> **TASK GOAL**: Could you count the lines in the data that contain "assertHoldoverInSpecToFreerun"? Reply with the number only.

*** Opening SOURCE DATA ***

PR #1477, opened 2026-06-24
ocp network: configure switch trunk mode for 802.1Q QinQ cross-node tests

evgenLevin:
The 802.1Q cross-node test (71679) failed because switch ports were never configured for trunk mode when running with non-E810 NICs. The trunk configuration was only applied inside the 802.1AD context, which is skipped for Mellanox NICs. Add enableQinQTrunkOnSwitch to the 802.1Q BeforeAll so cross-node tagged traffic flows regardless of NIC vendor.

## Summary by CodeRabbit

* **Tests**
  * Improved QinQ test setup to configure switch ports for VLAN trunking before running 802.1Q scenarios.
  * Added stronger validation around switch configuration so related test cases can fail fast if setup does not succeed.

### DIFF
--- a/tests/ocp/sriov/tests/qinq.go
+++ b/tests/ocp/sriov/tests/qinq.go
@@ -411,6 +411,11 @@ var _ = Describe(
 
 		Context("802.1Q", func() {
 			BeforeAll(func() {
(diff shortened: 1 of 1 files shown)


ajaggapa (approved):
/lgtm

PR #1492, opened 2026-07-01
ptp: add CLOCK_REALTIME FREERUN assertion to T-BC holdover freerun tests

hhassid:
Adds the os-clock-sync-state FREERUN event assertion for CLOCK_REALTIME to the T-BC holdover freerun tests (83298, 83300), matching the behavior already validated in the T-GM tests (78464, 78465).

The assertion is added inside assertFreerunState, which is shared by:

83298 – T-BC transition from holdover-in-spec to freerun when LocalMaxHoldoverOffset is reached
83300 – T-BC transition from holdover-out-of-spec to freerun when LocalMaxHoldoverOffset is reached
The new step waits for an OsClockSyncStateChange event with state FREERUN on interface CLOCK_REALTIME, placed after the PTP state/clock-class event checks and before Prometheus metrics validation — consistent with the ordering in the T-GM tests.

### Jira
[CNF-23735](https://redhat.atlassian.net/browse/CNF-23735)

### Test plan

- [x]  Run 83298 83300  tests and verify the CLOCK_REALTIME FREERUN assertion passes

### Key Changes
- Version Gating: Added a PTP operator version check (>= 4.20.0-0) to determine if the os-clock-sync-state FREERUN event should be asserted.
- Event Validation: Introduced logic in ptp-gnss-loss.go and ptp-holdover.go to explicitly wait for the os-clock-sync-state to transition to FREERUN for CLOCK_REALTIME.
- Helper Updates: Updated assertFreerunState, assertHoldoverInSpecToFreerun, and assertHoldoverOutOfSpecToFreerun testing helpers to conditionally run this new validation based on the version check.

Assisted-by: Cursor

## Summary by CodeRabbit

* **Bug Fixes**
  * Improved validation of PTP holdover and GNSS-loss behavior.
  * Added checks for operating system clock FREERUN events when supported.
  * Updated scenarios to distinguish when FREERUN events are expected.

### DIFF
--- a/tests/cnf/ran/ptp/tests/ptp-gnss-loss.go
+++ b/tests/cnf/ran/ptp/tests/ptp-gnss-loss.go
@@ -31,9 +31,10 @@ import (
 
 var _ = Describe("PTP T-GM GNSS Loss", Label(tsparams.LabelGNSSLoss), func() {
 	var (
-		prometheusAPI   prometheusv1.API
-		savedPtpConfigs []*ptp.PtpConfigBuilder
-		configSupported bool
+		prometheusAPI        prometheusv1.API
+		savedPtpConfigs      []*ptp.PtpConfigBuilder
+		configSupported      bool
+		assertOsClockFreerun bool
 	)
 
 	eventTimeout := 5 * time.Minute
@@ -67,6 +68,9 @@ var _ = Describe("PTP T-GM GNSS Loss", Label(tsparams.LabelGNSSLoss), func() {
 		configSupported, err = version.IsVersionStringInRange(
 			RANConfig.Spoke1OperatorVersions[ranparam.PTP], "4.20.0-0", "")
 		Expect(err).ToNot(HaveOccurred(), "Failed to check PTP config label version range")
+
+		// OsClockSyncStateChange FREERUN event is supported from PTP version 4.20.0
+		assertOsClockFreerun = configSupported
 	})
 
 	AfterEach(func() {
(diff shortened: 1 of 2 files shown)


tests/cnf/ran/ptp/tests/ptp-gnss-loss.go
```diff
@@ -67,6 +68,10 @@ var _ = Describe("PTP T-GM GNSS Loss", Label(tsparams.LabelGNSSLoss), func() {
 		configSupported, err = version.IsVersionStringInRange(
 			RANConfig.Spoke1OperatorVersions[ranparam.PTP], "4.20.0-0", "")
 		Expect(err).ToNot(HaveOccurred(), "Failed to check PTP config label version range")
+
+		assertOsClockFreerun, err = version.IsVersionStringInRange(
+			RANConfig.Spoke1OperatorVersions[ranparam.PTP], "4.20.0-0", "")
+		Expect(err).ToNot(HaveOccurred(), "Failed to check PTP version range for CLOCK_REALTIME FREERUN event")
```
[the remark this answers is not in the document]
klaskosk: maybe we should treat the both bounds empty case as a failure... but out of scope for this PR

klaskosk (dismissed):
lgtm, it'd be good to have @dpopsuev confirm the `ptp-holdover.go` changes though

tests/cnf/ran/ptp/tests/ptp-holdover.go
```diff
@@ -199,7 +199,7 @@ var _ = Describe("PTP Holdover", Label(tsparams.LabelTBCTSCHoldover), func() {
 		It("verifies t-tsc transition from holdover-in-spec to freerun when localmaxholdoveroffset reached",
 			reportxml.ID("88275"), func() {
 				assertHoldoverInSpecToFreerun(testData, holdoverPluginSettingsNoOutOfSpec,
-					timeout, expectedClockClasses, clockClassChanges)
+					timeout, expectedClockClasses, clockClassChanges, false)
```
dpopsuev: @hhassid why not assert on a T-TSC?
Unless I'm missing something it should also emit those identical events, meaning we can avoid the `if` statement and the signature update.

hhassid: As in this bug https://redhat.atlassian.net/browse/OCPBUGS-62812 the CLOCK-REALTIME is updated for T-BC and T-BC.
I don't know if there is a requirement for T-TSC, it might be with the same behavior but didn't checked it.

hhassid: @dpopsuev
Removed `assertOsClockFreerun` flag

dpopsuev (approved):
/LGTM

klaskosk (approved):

*** Closing SOURCE DATA ***
*** Opening SOURCE DATA ***

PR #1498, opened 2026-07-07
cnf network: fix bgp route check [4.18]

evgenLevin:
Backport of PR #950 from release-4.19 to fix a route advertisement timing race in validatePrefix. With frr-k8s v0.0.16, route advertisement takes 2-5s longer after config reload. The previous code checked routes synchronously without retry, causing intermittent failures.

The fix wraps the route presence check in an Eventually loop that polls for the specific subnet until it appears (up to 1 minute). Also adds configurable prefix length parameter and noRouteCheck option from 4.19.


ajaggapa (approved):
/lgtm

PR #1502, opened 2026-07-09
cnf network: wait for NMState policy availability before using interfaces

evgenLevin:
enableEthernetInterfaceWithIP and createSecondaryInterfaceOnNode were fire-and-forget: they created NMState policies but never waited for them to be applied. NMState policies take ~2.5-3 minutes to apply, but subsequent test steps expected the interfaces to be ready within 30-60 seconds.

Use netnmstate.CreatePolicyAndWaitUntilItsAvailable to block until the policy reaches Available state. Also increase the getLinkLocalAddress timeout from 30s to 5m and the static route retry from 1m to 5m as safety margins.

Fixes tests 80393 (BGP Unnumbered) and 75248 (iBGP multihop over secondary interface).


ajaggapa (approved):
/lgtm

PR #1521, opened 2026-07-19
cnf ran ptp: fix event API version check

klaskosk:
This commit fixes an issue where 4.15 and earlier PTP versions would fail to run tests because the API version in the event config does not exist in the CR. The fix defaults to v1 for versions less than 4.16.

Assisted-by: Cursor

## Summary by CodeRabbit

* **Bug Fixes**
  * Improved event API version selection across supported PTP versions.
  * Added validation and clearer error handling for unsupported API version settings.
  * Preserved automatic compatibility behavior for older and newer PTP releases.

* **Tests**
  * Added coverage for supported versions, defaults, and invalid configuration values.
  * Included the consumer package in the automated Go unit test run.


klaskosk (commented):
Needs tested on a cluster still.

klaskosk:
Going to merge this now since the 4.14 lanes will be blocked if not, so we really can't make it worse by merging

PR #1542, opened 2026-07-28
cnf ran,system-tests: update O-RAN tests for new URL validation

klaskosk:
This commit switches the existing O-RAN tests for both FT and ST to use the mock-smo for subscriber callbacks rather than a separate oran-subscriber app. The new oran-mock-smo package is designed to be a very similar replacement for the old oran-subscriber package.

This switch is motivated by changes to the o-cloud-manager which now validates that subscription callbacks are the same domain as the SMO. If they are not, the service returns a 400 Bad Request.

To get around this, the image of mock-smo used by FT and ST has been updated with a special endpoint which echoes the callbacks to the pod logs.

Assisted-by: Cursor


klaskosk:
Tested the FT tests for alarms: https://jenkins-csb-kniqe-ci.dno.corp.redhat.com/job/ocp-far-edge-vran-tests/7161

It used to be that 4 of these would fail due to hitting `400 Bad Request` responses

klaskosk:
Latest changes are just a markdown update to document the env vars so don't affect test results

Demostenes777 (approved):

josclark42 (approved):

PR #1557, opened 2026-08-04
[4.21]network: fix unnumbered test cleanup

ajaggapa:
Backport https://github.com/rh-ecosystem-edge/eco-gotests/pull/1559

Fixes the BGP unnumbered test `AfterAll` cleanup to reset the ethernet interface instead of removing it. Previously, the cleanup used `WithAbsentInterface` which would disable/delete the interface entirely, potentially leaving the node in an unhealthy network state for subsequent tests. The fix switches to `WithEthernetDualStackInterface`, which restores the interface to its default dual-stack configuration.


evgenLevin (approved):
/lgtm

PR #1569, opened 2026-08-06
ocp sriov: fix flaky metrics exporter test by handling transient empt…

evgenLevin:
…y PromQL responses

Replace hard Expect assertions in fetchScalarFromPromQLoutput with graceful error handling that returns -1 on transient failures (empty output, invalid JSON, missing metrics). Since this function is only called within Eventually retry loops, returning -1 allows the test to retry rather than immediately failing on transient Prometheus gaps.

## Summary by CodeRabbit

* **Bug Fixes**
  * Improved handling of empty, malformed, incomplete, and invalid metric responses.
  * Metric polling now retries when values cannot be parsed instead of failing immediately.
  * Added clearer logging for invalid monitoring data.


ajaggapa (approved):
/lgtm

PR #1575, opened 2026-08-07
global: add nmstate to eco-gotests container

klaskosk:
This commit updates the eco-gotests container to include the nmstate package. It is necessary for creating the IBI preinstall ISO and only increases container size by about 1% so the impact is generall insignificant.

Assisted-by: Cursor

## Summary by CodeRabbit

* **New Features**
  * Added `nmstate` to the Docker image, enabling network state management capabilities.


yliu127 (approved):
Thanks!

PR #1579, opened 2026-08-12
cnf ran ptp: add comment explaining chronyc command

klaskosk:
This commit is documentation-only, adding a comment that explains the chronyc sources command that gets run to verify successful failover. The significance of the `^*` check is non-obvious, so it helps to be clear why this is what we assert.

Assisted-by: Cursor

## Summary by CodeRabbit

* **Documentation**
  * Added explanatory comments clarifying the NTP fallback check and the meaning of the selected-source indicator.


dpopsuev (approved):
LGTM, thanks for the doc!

*** Closing SOURCE DATA ***

> **SOLVED EXERCISE**: 2